PR #769, opened 2026-07-08
chore: pin .NET SDK with latest patch

### LINKED ISSUE #563: Use global.json file to centralize SDK version
There are several places in build pipelines that specify the SDK version and there is no clear documentation as to which version of the SDK should be used to build the .NET projects.

## Proposed Solution

Add a [global.json](https://learn.microsoft.com/en-us/dotnet/core/tools/global-json) file to the repository that specifies the version of the .NET SDK to use. This has the benefit of:
- Removing the need for build pipelines to know which version of the .NET SDK is necessary.
- Having a central location that allow .NET tooling understands how to determine which version of the .NET SDK to use.
- Allow Dependabot to potentially update the .NET SDK version if using the full triplet version.

jmaeagle99:
## What was changed

Pin the .NET SDK using global.json file.

## Why?

Naturally define the minimum .NET SDK needed to build the product in one place.

## Checklist

1. Closes #563 
1. How was this tested: CI build

### DIFF
--- a/.github/workflows/nuget-package.yml
+++ b/.github/workflows/nuget-package.yml
@@ -6,10 +6,6 @@ on:
       - "releases/*"
   workflow_dispatch: {}
   workflow_call: {}
-  # Temporary PR trigger for testing workflow changes. Remove before merging.
-  pull_request:
-    branches:
-      - main
 permissions:
   contents: read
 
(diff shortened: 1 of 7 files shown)


.github/workflows/nuget-package.yml
```diff
@@ -6,6 +6,10 @@ on:
       - "releases/*"
   workflow_dispatch: {}
   workflow_call: {}
+  # Temporary PR trigger for testing workflow changes. Remove before merging.
+  pull_request:
+    branches:
+      - main
```
maciejdudko: Just to be safe, I'll approve after this is removed.

maciejdudko (approved):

*PROBLEM DESCRIPTION*:
With no additions or omissions, transcribe every record.

*REPLY TO THE TASK*:
PR #769, opened 2026-07-08
chore: pin .NET SDK with latest patch

### LINKED ISSUE #563: Use global.json file to centralize SDK version
There are several places in build pipelines that specify the SDK version and there is no clear documentation as to which version of the SDK should be used to build the .NET projects.

## Proposed Solution

Add a [global.json](https://learn.microsoft.com/en-us/dotnet/core/tools/global-json) file to the repository that specifies the version of the .NET SDK to use. This has the benefit of:
- Removing the need for build pipelines to know which version of the .NET SDK is necessary.
- Having a central location that allow .NET tooling understands how to determine which version of the .NET SDK to use.
- Allow Dependabot to potentially update the .NET SDK version if using the full triplet version.

jmaeagle99:
## What was changed

Pin the .NET SDK using global.json file.

## Why?

Naturally define the minimum .NET SDK needed to build the product in one place.

## Checklist

1. Closes #563 
1. How was this tested: CI build

### DIFF
--- a/.github/workflows/nuget-package.yml
+++ b/.github/workflows/nuget-package.yml
@@ -6,10 +6,6 @@ on:
       - "releases/*"
   workflow_dispatch: {}
   workflow_call: {}
-  # Temporary PR trigger for testing workflow changes. Remove before merging.
-  pull_request:
-    branches:
-      - main
 permissions:
   contents: read
 
(diff shortened: 1 of 7 files shown)


.github/workflows/nuget-package.yml
```diff
@@ -6,6 +6,10 @@ on:
       - "releases/*"
   workflow_dispatch: {}
   workflow_call: {}
+  # Temporary PR trigger for testing workflow changes. Remove before merging.
+  pull_request:
+    branches:
+      - main
```
maciejdudko: Just to be safe, I'll approve after this is removed.

maciejdudko (approved):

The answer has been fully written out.